Hypoxia-induced sensitisation of TRPA1 in painful dysesthesia evoked by transient hindlimb ischemia/reperfusion in mice
- Sci Rep. 2016 Mar 17;6:23261. doi: 10.1038/srep23261.
- 1. Department of Molecular Pharmacology, Graduate School of Pharmaceutical Sciences, Kyoto University, 46-29 Yoshida-Shimoadachi-cho, Sakyo-ku, Kyoto 606-8501, Japan.
- 2. Department of Clinical Pharmacology and Therapeutics, Kyoto University Hospital, 54 Shogoin-Kawahara-cho, Sakyo-ku, Kyoto 606-8507, Japan.
- 3. Department of Synthetic Chemistry and Biological Chemistry, Graduate School of Enginnering, Kyoto University, Katsura Campus, Nishikyo-ku, Kyoto 615-8510, Japan.

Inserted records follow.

PR #1359, opened 2021-05-17
Server request context provides an accessor for peer certificates

carterkozak:
==COMMIT_MSG==
Server request context provides an accessor for peer certificates
==COMMIT_MSG==

Ideally we'd have test coverage, but this is a very thin shim over the undertow/java security APIs. We don't currently do any TLS testing with conjure-undertow in this repo.

### DIFF
--- a/conjure-java-undertow-runtime/src/main/java/com/palantir/conjure/java/undertow/runtime/ConjureContexts.java
+++ b/conjure-java-undertow-runtime/src/main/java/com/palantir/conjure/java/undertow/runtime/ConjureContexts.java
@@ -87,16 +87,16 @@ final class ConjureContexts implements Contexts {
         }
 
         @Override
-        public Optional<ImmutableList<Certificate>> peerCertificates() {
+        public ImmutableList<Certificate> peerCertificates() {
             SSLSession sslSession = exchange.getConnection().getSslSession();
             if (sslSession != null) {
                 try {
-                    return Optional.of(ImmutableList.copyOf(sslSession.getPeerCertificates()));
+                    return ImmutableList.copyOf(sslSession.getPeerCertificates());
                 } catch (SSLPeerUnverifiedException e) {
                     log.debug("Failed to extract peer certificates", e);
                 }
             }
-            return Optional.empty();
+            return ImmutableList.of();
         }
 
         private ImmutableListMultimap<String, String> buildQueryParameters() {
--- a/conjure-java-undertow-runtime/src/main/java/com/palantir/conjure/java/undertow/runtime/ConjureContexts.java
+++ b/conjure-java-undertow-runtime/src/main/java/com/palantir/conjure/java/undertow/runtime/ConjureContexts.java
@@ -24,13 +24,19 @@ import com.palantir.conjure.java.undertow.lib.RequestContext;
 import com.palantir.logsafe.Arg;
 import io.undertow.server.HttpServerExchange;
 import io.undertow.util.HeaderValues;
+import java.security.cert.Certificate;
 import java.util.Collections;
 import java.util.Deque;
 import java.util.List;
 import java.util.Map;
 import java.util.Optional;
+import javax.net.ssl.SSLPeerUnverifiedException;
+import javax.net.ssl.SSLSession;
+import org.slf4j.Logger;
+import org.slf4j.LoggerFactory;
 
 final class ConjureContexts implements Contexts {
+    private static final Logger log = LoggerFactory.getLogger(ConjureContexts.class);
     private final RequestArgHandler requestArgHandler;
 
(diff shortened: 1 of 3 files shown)


conjure-undertow-lib/src/main/java/com/palantir/conjure/java/undertow/lib/RequestContext.java
```diff
@@ -49,4 +51,9 @@
      * Implementations may choose to include this data in the request log.
      */
     void requestArg(Arg<?> arg);
+
+    /**
+     * Returns the client certificates associated with the connection used to make the current request.
+     */
+    Optional<ImmutableList<Certificate>> peerCertificates();
```
jkozlowski: Why ImmutableList in the API?

conjure-java-undertow-runtime/src/main/java/com/palantir/conjure/java/undertow/runtime/ConjureContexts.java
```diff
@@ -80,6 +86,19 @@ public void requestArg(Arg<?> arg) {
             requestArgHandler.arg(exchange, arg);
         }
 
+        @Override
+        public Optional<ImmutableList<Certificate>> peerCertificates() {
+            SSLSession sslSession = exchange.getConnection().getSslSession();
+            if (sslSession != null) {
+                try {
+                    return Optional.of(ImmutableList.copyOf(sslSession.getPeerCertificates()));
```
jkozlowski, line 94: Wouldn't Collections.unmodifiable suffice?

jkozlowski: Do these get modified after the request gets passed for execution?

jkozlowski (commented):
Some questions

conjure-java-undertow-runtime/src/main/java/com/palantir/conjure/java/undertow/runtime/ConjureContexts.java
jkozlowski, line 94:
```
Note: The returned value may not be a valid certificate chain and should not be relied on for trust decisions.
```

What does that mean?

conjure-undertow-lib/src/main/java/com/palantir/conjure/java/undertow/lib/RequestContext.java
carterkozak: No strong opinion on this, `ImmutableList` makes it clear that the list cannot be modified and we already use guava types for conjure ListenableFuture as well as `ListMultimap` a few lines above in this file.
List would be fine, mostly wanted to avoid the `Certificate[]` type returned by the `SSLSession`.

jkozlowski (approved):

conjure-undertow-lib/src/main/java/com/palantir/conjure/java/undertow/lib/RequestContext.java
carterkozak: I shouldn't have used an optional, empty list provides the same information, and consumers will likely already have to check for an empty list.
```suggestion
    ImmutableList<Certificate> peerCertificates();
```

jkozlowski: I thought about that, but then realized that Optional is not a bad way to signal that not everything will use this feature.

jkozlowski: Alternatively, maybe you want to actually have a small POJO? Reading the javadoc:

```
Returns:
an ordered array of peer certificates, with the peer's own certificate first followed by any certificate authorities.
```

There's clearly some structure to this. Do we know how people will validate the certs? Maybe some utils would be useful?

carterkozak: I think the `RequestContext` itself is a collection of features that most consumers won't need, but unblock specific use cases. In thinking about how this would be used, I'm pretty sure the list empty check will still have to be run even when the optional is present, so at that point list.isEmpty is just as easy to check. I don't know what it would mean if you got a present optional of an empty list, that should be an impossible state, but the api doesn't enforce/restrict it.

carterkozak: > Do we know how people will validate the certs? Maybe some utils would be useful?

Since this is a drop-through to the SSLSession, standard tooling should be sufficient and I don't think we want to enforce opinions.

Dysesthesia is an unpleasant abnormal sensation, which is often accompanied by peripheral neuropathy or vascular impairment. Here, we examined the roles of transient receptor potential ankyrin 1 (TRPA1) in dysesthesia-like behaviours elicited by transient hindlimb ischemia (15-60 min) by tightly compressing the hindlimb, and reperfusion by releasing the ligature. The paw-withdrawal responses to tactile stimulation were reduced during ischemia and lasted for a while after reperfusion. Hindlimb ischemia/reperfusion elicited spontaneous licking of the ischemic hindpaw that peaked within 10 min. The licking was inhibited by Reactive Oxygen Species (ROS) scavengers, a TRPA1 antagonist, or TRPA1 deficiency, but not by TRPV1 deficiency. In human TRPA1-expressing cells as well as cultured mouse dorsal root ganglion neurons, the H2O2-evoked TRPA1 response was significantly increased by pretreatment with hypoxia (80 mmHg) for 30 min. This hypoxia-induced TRPA1 sensitisation to H2O2 was inhibited by overexpressing a catalytically-inactive mutant of prolyl hydroxylase (PHD) 2 or in a TRPA1 proline mutant resistant to PHDs. Consistent with these results, a PHD inhibitor increased H2O2-evoked nocifensive behaviours through TRPA1 activation. Our results suggest that transient hindlimb ischemia/reperfusion-evoked spontaneous licking, i.e. painful dysesthesia, is caused by ROS-evoked activation of TRPA1 sensitised by hypoxia through inhibiting PHD-mediated hydroxylation of a proline residue in TRPA1.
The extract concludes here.